To do: Among the lines below, return each one that contains the word "changes".

(Source data)
::::
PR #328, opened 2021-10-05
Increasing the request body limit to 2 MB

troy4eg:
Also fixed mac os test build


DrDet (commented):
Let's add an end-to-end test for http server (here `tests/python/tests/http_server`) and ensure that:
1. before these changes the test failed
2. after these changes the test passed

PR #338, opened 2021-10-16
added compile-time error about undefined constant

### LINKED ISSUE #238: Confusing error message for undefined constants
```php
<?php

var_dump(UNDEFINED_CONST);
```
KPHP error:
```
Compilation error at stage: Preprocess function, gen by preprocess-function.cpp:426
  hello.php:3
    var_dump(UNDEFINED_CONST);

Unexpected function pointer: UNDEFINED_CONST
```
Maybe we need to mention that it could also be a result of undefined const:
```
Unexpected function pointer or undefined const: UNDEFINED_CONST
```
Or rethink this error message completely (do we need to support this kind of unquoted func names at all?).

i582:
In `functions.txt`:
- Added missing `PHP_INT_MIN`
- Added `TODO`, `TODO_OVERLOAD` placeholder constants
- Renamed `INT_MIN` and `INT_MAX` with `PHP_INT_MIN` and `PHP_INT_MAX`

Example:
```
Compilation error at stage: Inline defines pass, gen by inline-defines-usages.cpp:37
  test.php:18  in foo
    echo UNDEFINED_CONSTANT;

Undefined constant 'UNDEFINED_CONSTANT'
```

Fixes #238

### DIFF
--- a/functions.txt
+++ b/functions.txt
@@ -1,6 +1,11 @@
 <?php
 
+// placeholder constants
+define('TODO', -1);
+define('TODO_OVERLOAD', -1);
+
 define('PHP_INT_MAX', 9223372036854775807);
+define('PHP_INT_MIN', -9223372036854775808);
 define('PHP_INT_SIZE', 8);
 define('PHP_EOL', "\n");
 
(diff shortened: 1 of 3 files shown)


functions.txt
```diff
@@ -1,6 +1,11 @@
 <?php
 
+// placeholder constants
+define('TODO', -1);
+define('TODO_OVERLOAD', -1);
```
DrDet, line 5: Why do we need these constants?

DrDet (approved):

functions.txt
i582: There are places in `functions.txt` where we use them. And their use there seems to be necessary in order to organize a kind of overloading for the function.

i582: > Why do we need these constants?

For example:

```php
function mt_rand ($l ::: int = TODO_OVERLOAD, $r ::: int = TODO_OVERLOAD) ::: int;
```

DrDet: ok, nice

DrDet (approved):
::::
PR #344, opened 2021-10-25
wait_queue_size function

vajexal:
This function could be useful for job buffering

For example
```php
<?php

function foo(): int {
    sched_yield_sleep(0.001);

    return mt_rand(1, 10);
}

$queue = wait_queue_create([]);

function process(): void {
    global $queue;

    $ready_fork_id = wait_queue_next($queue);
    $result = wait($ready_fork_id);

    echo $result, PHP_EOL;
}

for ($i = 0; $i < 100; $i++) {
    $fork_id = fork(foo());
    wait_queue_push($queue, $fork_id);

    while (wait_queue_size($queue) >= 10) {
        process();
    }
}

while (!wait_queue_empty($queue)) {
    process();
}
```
::::
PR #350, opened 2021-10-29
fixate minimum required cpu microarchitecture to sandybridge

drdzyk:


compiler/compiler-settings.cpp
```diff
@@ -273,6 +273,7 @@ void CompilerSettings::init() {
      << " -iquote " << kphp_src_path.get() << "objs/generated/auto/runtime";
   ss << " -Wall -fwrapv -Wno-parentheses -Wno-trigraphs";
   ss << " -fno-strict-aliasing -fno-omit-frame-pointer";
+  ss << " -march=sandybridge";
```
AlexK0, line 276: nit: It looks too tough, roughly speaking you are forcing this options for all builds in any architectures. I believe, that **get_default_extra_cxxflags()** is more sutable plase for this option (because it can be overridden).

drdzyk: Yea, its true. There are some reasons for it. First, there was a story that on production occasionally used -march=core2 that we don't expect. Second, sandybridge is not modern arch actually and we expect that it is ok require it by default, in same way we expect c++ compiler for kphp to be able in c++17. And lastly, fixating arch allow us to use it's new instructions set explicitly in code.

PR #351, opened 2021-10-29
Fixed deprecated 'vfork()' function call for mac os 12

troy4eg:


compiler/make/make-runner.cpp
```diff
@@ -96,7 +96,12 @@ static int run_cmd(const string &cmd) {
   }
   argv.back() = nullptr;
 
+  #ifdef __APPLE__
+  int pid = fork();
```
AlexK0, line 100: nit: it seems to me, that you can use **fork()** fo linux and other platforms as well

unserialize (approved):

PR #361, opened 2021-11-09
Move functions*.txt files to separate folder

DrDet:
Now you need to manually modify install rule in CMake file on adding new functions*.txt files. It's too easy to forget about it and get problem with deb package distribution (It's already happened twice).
::::
Exercise solution:
1. before these changes the test failed
2. after these changes the test passed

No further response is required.